For now, they’re working on regulating the chips in terms of the grade of material used and the level of data protection. “We’re pushing legislation to actually enforce and create a regulatory framework around this because we do work in a legal grey zone right now which is good for development and for disruptive technologies and all, but this thing is going into people’s bodies and staying there so we need to take that responsibility,” said Österlund.

He says it’s a technology that exists already in at least 20 countries. BioTeq in the UK has implanted roughly 250 people with microchips.

The implants are not “regulated as medical devices and thus can be implanted by anyone,” said Northam at BioTeq, but the company only uses doctors to implant them.

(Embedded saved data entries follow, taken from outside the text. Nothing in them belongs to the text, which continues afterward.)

PR #714, opened 2026-09-17
ci: run independent Ruby post-format checks concurrently

markstuart-oai:
## Summary

Run four independent, read-only post-format checks concurrently: RuboCop inspection, suppression-directive validation, rubyfmt verification, and RBS formatting verification. Each check runs in a separate POSIX process so working-directory changes cannot affect sibling checks.

Keep writing formatters serial, replay diagnostics in task order, and propagate check failures. Clean up child process groups on completion or cancellation. Initialize child records and signal state before entering their rescue/ensure regions, so exception handlers only access initialized state. Preserve autocorrect aliases, subsequent type checks after lint failure, and the existing serial Windows path.

## Why use a subprocess wrapper?

RuboCop's Rake task runs its CLI in-process, and configuration loading can temporarily change the process-wide working directory. Separate processes isolate that state. The checks also launch descendants, so cancellation must clean up process groups rather than just the immediate children.

- **Rake `multitask`:** [runs prerequisites in Ruby threads](https://ruby.github.io/rake/Rake/MultiTask.html), which share the working directory. Directly parallelizing the existing tasks would retain that race. Subprocess-backed prerequisites are viable, but still need process-group cleanup and output/error handling.
- **The `parallel` gem:** already present through RuboCop, and supports isolated process workers. Its [interrupt handler kills worker PIDs](https://github.com/grosser/parallel/blob/master/lib/parallel.rb), rather than their entire process groups. Descendant cleanup and grouped diagnostics would still require additional handling.
- **`Process.spawn`:** Ruby's standard API supplies process isolation, per-child working directories, output redirection and process groups. The helper uses it for four fixed checks and adds lifecycle and diagnostic handling without introducing a worker-pool dependency.

The alternatives were assessed through documentation and source inspection, not comparative benchmarks. This explains the current choice without claiming a smaller equivalent wrapper is impossible.

## Validation

Regression coverage exercises overlapping execution, formatter ordering, working-directory isolation, failure reporting, launch failures, descendant cleanup, and cancellation during launch, cleanup and signal-handler restoration. The scheduling and formatting-policy suites passed on this branch: **26 tests / 413 assertions**, zero failures, errors or skips. Windows was not locally exercised; it retains the serial path. Public CI will validate this change against the current base.


jbeckwith-oai (approved):
Reviewed exact head `25e07b20ae07748a8341ce0d341d5a8d7fee39a4`. The POSIX coordinator runs the four read-only checks in isolated process groups, replays diagnostics deterministically, preserves the Windows serial path and autocorrect aliases, propagates failures while still allowing typechecks, and closes child groups across normal completion, launch failure, and cancellation. All three prior threads are resolved and exact-head required CI is green. I also verified Ruby syntax locally; the focused suite could not be rerun here because the locked gems are not installed.

PR #718, opened 2026-09-18
fix(api)!: correct model types and network policy docs

markstuart-oai:
Carry property descriptions into Ruby, RBI and RBS attribute and initializer documentation. For hosted environments and template creation/update, this preserves the GA versus alpha/beta network defaults and distinguishes omitted update values from explicit `null` resets.

Also clarifies Realtime item-creation events and agent-session cancellation and deletion.

**Breaking change:** removes unsupported `gpt-5.1-mini` values from generated model types. This model was never released, and the removal is intentional.

Validation: the corresponding generated candidate passes Ruby 3.3, 3.4 and 4.0 tests, lint, RBI/RBS validation, package checks, CodeQL and the existing custom-code budget. Public checks run on this PR's updated head.


lib/openai/models/beta/agents/environments/template_create_params.rb
```diff
@@ -156,7 +156,7 @@ class Network < OpenAI::Internal::Type::BaseModel
               module Access
                 extend OpenAI::Internal::Type::Enum
 
-                # Allows unrestricted network access, matching an omitted network policy.
+                # Allows unrestricted network access.
```
jbeckwith-oai, line 162: [P2] Preserve per-operation network defaults in the generated field docs

Removing the generic enum-level default is appropriate, but `TemplateCreateParams.network` and its initializer parameter still only say “Network access for an OpenAI-hosted environment.” This hunk therefore removes the omission-default hint without exposing the replacement guidance from this PR's API reference: create/hosted-environment defaults differ between GA and alpha/beta, and template updates distinguish omission (preserve) from explicit `null` (reset). Please carry those existing property descriptions into the Ruby attribute/initializer docs and corresponding RBI/RBS surfaces, including the hosted-environment and update models. Restoring the old blanket enum claim would misdescribe updates; the field-specific wording is needed so callers can determine what omitting or resetting a network policy actually does.

jbeckwith-oai (commented):
Reviewed the complete 18-file diff at `3f9549a5d04a481b525f05b80d7040235f925117` for source-contract accuracy, compatibility, and the networking documentation implications.

Every non-comment line in the changed Ruby, RBI, and RBS files is identical to the base. The API-reference delta matches the corresponding public OpenAPI changes, and its recorded hash is valid. GitHub reports a successful exact-head check rollup. I ran read-only source/reference checks, not the full SDK test suite or a live backend probe.

One P2 documentation-propagation issue is noted inline; no additional in-scope findings.

dpiet-oai (approved):

PR #725, opened 2026-09-19
feat(api): add safety case retrieval

jbeckwith-oai:
## Summary

Adds support for retrieving safety case details by ID.

## Changes

- Add client.safety.cases.retrieve for retrieving a safety case by ID
- Expose the case identifier, creation time, entity identifier, nullable reason, and warning or deactivation notice


markstuart-oai (approved):
Reviewed exact head `33b8956e01c4d73e4263d075c98c923ac7b910f7`. Reviewed `33b8956e01c4d73e4263d075c98c923ac7b910f7` against `8d1179aab1cebd3b394d5c91cc48ba447be1993a`. No actionable findings. Service loading and RBI/RBS signatures agree; the new method uses existing path encoding, bearer-only authentication, options and response conversion. Public-entrypoint coverage checks sync/async retrieval, nullable reasons, unknown fields and credential separation. No structural regression or new 1,000-line crossing.

Validation: exact-source static review plus successful hosted Ruby 3.3/3.4/4.0 tests, type checks, lint, package and Castiron checks. No local execution.

Hosted check runs at this head have passed or been skipped, and both commit-status checks pass. Some integrations have queued check suites without runs; I am not treating those as completed checks.

PR #726, opened 2026-09-19
chore(api): document response management resources

jbeckwith-oai:
## Summary

Adds documentation for response-management resources and their Sorbet interfaces.

## Changes

- Describe response, input-item, and input-token resources in the client and Sorbet interfaces


markstuart-oai (approved):
Reviewed all changed files at `678881b6ce0c`; no actionable findings. The OpenAPI delta only adds the Responses resource description and tags existing stable/beta token-count and compaction operations. Checked every Ruby/RBI pair; the new summaries align and all other source and signatures remain unchanged.

Verified hosted Ruby 3.3/3.4/4.0 tests, packaging, lint, RBI/RBS checks and Castiron baseline/budget checks at this head. Validation here was static comparison of pinned source plus hosted results; I did not rerun tests or generation locally.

“Personally, I don’t see any downside. I know there are people who are worried that they can be traced, but it’s a passive technology, so there’s nothing you can’t have control over yourself,” said Lewin. “It’s necessary to go very close so information can be read off the chip. Some believe that getting the implant will be painful but it’s about equal to a bee sting.”

“The popularity of these chips will ‘boil down’ to what problem is it solving for us,” says Eijk. “Look at how quickly we changed from cash money to contactless payments – that happened in a number of years,” he added.

It’s a question of whether or not a phone can become as small as to fit under your skin. “But that’s the next level. That’s not the type of biochip technology that we’re talking about now,” said Eijk.